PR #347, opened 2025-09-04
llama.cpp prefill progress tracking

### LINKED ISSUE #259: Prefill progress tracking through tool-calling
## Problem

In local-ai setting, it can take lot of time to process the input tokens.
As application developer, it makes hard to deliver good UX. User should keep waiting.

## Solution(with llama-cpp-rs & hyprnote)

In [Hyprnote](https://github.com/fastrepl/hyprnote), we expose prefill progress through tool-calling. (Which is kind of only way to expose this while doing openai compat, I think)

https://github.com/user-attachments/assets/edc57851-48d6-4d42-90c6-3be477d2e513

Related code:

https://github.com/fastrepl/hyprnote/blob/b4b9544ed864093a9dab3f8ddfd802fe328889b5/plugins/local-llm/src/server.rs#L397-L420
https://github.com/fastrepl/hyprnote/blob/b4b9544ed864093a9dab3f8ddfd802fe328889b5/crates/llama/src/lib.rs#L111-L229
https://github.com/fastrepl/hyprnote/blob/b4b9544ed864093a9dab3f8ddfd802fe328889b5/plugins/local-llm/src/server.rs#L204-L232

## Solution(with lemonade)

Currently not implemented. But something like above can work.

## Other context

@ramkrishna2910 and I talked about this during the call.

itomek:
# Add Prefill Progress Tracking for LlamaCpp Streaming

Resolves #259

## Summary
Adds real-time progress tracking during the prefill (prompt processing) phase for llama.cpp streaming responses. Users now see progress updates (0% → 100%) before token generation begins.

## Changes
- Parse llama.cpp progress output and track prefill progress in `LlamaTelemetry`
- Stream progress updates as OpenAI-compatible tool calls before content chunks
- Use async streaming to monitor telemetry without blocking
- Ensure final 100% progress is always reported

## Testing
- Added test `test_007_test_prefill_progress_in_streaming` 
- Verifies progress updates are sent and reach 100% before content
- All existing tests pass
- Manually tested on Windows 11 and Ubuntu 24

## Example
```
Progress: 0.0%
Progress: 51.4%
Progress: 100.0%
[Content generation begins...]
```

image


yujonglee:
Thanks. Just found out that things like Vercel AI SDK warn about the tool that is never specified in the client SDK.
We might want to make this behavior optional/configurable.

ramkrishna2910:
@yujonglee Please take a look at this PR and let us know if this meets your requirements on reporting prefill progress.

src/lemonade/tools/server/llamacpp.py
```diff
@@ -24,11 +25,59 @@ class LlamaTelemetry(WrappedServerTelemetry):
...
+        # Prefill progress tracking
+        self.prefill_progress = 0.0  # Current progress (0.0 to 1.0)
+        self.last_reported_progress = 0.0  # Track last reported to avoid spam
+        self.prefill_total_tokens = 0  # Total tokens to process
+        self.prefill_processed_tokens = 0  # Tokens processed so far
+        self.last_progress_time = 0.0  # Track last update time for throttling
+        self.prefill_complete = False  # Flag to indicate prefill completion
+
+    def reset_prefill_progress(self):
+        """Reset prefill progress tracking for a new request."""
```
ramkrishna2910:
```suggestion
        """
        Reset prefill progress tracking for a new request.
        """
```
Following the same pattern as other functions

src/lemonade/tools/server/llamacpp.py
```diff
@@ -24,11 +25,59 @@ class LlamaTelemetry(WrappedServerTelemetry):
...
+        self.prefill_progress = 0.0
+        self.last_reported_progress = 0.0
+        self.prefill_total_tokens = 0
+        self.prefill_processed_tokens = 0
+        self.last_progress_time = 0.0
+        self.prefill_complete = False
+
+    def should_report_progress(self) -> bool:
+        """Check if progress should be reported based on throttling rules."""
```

================================

| What you should do |
Scan the entries above and return each line that holds "request".

| Response area |
+        """Reset prefill progress tracking for a new request."""
        Reset prefill progress tracking for a new request.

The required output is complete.